» **TASK TO CARRY OUT**
Within the material below, locate the line with "solution you'd like**" and the line with "faster than ripgrep.", then return those two lines and all lines between them, exactly as written.
---- SUPPLIED INFORMATION
PR #2876, opened 2024-01-18
docs: update CONTRIBUTING.md

jamestrew:
Better reflect the thoughts in https://github.com/nvim-telescope/telescope.nvim/issues/1228

I feel bad for people submitting PRs for new pickers only to pretty much be insta-closed.

### DIFF
--- a/CONTRIBUTING.md
+++ b/CONTRIBUTING.md
@@ -1,8 +1,10 @@
 # Contributing
 
-## Submitting a new feature
-
-Thanks for taking the time to submit code to Telescope if you're reading this! We love having new contributors and love seeing the Neovim community come around this plugin and keep making it better. If you are submitting a new PR with a feature addition, please make sure that you add the appropriate documentation. For examples of how to document a new picker for instance, check the `lua/telescope/builtin/init.lua` file to see how we write function headers for all of the pickers there. To learn how we go about writing documentation for this project, keep reading below!
+Thanks for taking the time to submit code to Telescope if you're reading this!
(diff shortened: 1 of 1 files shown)


Conni2461:
I dont know i dont completely agree with whats written here. Why was this self merged without feedback from other contributors?

jamestrew:
Sorry Conni we can revert this or tweak it should you want to. This hasn't been updated in something like 3 years (except syntax/grammar) and 2 years since the "move out all builtins" discussion started. I felt at the very least it was more accurate than what we already have.


Regarding self-merges, honestly I don't wish to self-merge anything but if I'm being honest, timely feedback is not always reliably there I'm sorry to say. And this is completely understandable considering we're all just volunteering our spare time.

I'm just trying to find the balance between keeping things moving for the sake of the project but also my own motivation level while still respecting the feedback process.

What do have any thoughts how to find this balance?

Conni2461:
> I felt at the very least it was more accurate than what we already have.

updating this wasnt wrong. 

> Regarding self-merges, honestly I don't wish to self-merge anything but if I'm being honest, timely feedback is not always reliably there I'm sorry to say. And this is completely understandable considering we're all just volunteering our spare time.

we should take this private but i live in the eu and this was merged within minutes while i was asleep so idk. So yeah we are currently the only 2 ppl left who more or less actively work here, so i suggest we have a little chat, sometime soon, because i am aware that i am not as active as i should be especially on pings. does that work for you?

jamestrew:
sounds good :+1:

Issue #2730, opened 2023-10-06
Support the `^wr` map in the input window


coot:
**Describe the solution you'd like**
It would be nice if the input box would support `^wr` the same way command line supports it (input the word under the cursor from the buffer which telescope was called).

jamestrew:
Do you mean `<c-r><c-w>` as in inserting the word under the cursor in the command line?

konosubakonoakua:
any new progress or advice?

jamestrew:
Created a mapping for it `<c-r><c-w>` on master.

PR #2878, opened 2024-01-19
feat(picker): allow appending original window cword to prompt

jamestrew:
Store `<cword>` on picker:find and create new action `insert_original_cword` (maybe just `insert_cword`?) to insert/append the cword of the original window/buffer under telescope into the prompt buffer.

Allows for similar behaviors to `c_CTRL-R_CTRL-W`.
closes https://github.com/nvim-telescope/telescope.nvim/issues/2730


Conni2461:
we could map this on default

PR #2879, opened 2024-01-20
docs(contrib): update contribution guide

jamestrew:
better reflect stance on feature additions specifically around new pickers


Conni2461:
thanks :) that perfectly sums up my thoughts

PR #2880, opened 2024-01-20
feat(builtin): initial support for cscope

sgruszka:
# Description

There are some benefits when using cscope for big C projects:

 * LSP definition/references do not show entries that are conditionally compiled using macros.
 * Finding all references is faster than ripgrep.
 * Cscope database can be fine tuned to skip files developer is not interested in.

In general cscope can be used as complement to LSP and ripgrep, to improve navigation on large C code base. I'm using all three to navigate in linux kernel and cscope is helpful.

TODO:
 * Implement jump if just one entry was found.
 * Improve showing functions called by this function.
 * Add configuration options similar to LSP picker.

## Type of change
- This change requires a documentation update (Maybe ?)

# How Has This Been Tested?
- Used when working on linux kernel with cscope database build there using 'make cscope'. 

**Configuration**:
NVIM v0.10.0-dev
Build type: RelWithDebInfo
LuaJIT 2.1.0-beta3

Ubuntu 22.04.3 LTS

# Checklist:

- [?] My code follows the style guidelines of this project (stylua)
- [x ] I have performed a self-review of my own code
- [?] I have commented my code, particularly in hard-to-understand areas
- [x ] I have made corresponding changes to the documentation (lua annotations)

### DIFF
--- a/lua/telescope/builtin/__cscope.lua
+++ b/lua/telescope/builtin/__cscope.lua
@@ -1,0 +1,112 @@
+local pickers = require "telescope.pickers"
+local finders = require "telescope.finders"
+local make_entry = require "telescope.make_entry"
+local utils = require "telescope.utils"
+
+local conf = require("telescope.config").values
+
+local cscope = {}
+
+local cscope_find = function(opts, type_num)
+  local dir = opts.cwd
+  local word = vim.F.if_nil(opts.search, vim.fn.expand "<cword>")
+  -- local search = opts.use_regex and word or escape_chars(word)
+  local search = word
+
+  local output =
+     utils.get_os_command_output({ "cscope", "-d", "-L", "-" .. tostring(type_num), search }, dir)
+
+  if #output == 0 then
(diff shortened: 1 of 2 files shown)


Conni2461:
I think should be an extension rather than a new builtin. We (telescope) are currently not interested in extending the list of builtins, see https://github.com/nvim-telescope/telescope.nvim/issues/1228 and for that reason offer a extension interface which can be used. that way you can host your builtins in a separate repository.

Also cscope was removed from nvim, some time ago (see `:help cscope`), so i currently dont see a reason to include it here. Still thanks for opening a PR.

Once you published an extension, feel free to add it to this list: https://github.com/nvim-telescope/telescope.nvim/wiki/Extensions

sgruszka:
thanks for feedback, will do the extension

rbmarliere:
Make sure to check out [cscope_maps](https://github.com/dhananjaylatkar/cscope_maps.nvim).

PR #2885, opened 2024-01-23
feat(find_files): prefer fd over rg

vegerot:
feat(find_files): prefer fd over rg

Summary:
`fd` and `rg --files` are pretty much the same thing, but `fd` is purpose-built
for finding files

### DIFF
--- a/lua/telescope/builtin/__files.lua
+++ b/lua/telescope/builtin/__files.lua
@@ -268,10 +268,10 @@ files.find_files = function(opts)
         return opts.find_command(opts)
       end
       return opts.find_command
-    elseif 1 == vim.fn.executable "rg" then
-      return { "rg", "--files", "--color", "never" }
     elseif 1 == vim.fn.executable "fd" then
       return { "fd", "--type", "f", "--color", "never" }
+    elseif 1 == vim.fn.executable "rg" then
+      return { "rg", "--files", "--color", "never" }
     elseif 1 == vim.fn.executable "fdfind" then
       return { "fdfind", "--type", "f", "--color", "never" }
     elseif 1 == vim.fn.executable "find" and vim.fn.has "win32" == 0 then


jamestrew:
There was some benchmarks a while back, a few times if I recall correctly, that showed that `rg --files` is generally a bit faster than `fd` hence the order.

If you'd still like to use `fd`, you can use the `find_command` option for `find_files` and explicitly use `fd` and its flags.

jamestrew:
Sorry I can't seem to find it. It's probably buried in the comments of few old PR/issues.
But quick test I did on the linux repo with ~80000 files
```
~/projects/linux master ❯ rg --files | wc -l
80854
~/projects/linux master ❯ fd -tf | wc -l
80854
~/projects/linux master ❯ hyperfine 'rg --files' 'fd -tf' --warmup 10 --runs 100
Benchmark 1: rg --files
  Time (mean ± σ):      28.8 ms ±   3.5 ms    [User: 230.8 ms, System: 66.4 ms]
  Range (min … max):    23.8 ms …  39.0 ms    100 runs

Benchmark 2: fd -tf
  Time (mean ± σ):      35.9 ms ±   4.2 ms    [User: 395.1 ms, System: 105.8 ms]
  Range (min … max):    26.6 ms …  46.7 ms    100 runs

Summary
  rg --files ran
    1.24 ± 0.21 times faster than fd -tf
```

It's about 24% faster over 100 runs. I think that's statically significant. At least on my setup.

jamestrew:
hmm I did try the benchmark on my home dir as well and got `fd` faster (`1.09 +- 0.09`) which is much less convincing. Both rg and fd are on the latest version for me.

I don't know. 
a) I'm not statistician clearly lol 
b) feels very case by case regardless

Ultimately, neither will be a bottleneck for Telescope I think. Put differently, rg over fd is not the reason some consider Telescope slow.

I guess the one factor that matters the most is that I don't know that most people will be on the latest version of fd.

mehalter:
Yeah the biggest thing I have found as reason to switch it in core Telescope is just that the `rg` developer recommends using `fd` if it's available. `rg --files` is just there for people who was to simply list files without having to install a second tool. So it would make sense to prefer the tool that is built for listing files over a tool that added it in "just because" and put any further file listing features or improvements as "out of scope". So chances are improvements for that specific feature will not be all that much.

mehalter:
So it just seems more of a future proofing decision as well as a seemingly more sane default in my opinion, but not a huge deal either way

jamestrew:
Yeah that's interesting.
I would switch the default to fd if most people were on v9 if there really is such a significant perf difference like you say (and I think it was the case when this discussion was had previously). 
But I'm guessing most people don't update auxiliary tools that often, if they even could (ie stuck with apt's latest which I think is still on v7.4 or something).

Something to keep in mind for the future though. Thanks for the insight.

mehalter:
Yeah sounds good! Thanks for hearing me out!

PR #2892, opened 2024-01-25
fix(mappings): allowing passing `desc` to mappings

### LINKED ISSUE #2888: Allow setting description for anonymous functions
How to set descriptions for mappings in attach_mappings? I cannot get the help menu to display descriptions for decorated functions (function within another anon function). I have tried to pass .desc in map options but that did not work either.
--------
» **REPLY**
**Describe the solution you'd like**
It would be nice if the input box would support `^wr` the same way command line supports it (input the word under the cursor from the buffer which telescope was called).

jamestrew:
Do you mean `<c-r><c-w>` as in inserting the word under the cursor in the command line?

konosubakonoakua:
any new progress or advice?

jamestrew:
Created a mapping for it `<c-r><c-w>` on master.

PR #2878, opened 2024-01-19
feat(picker): allow appending original window cword to prompt

jamestrew:
Store `<cword>` on picker:find and create new action `insert_original_cword` (maybe just `insert_cword`?) to insert/append the cword of the original window/buffer under telescope into the prompt buffer.

Allows for similar behaviors to `c_CTRL-R_CTRL-W`.
closes https://github.com/nvim-telescope/telescope.nvim/issues/2730


Conni2461:
we could map this on default

PR #2879, opened 2024-01-20
docs(contrib): update contribution guide

jamestrew:
better reflect stance on feature additions specifically around new pickers


Conni2461:
thanks :) that perfectly sums up my thoughts

PR #2880, opened 2024-01-20
feat(builtin): initial support for cscope

sgruszka:
# Description

There are some benefits when using cscope for big C projects:

 * LSP definition/references do not show entries that are conditionally compiled using macros.
 * Finding all references is faster than ripgrep.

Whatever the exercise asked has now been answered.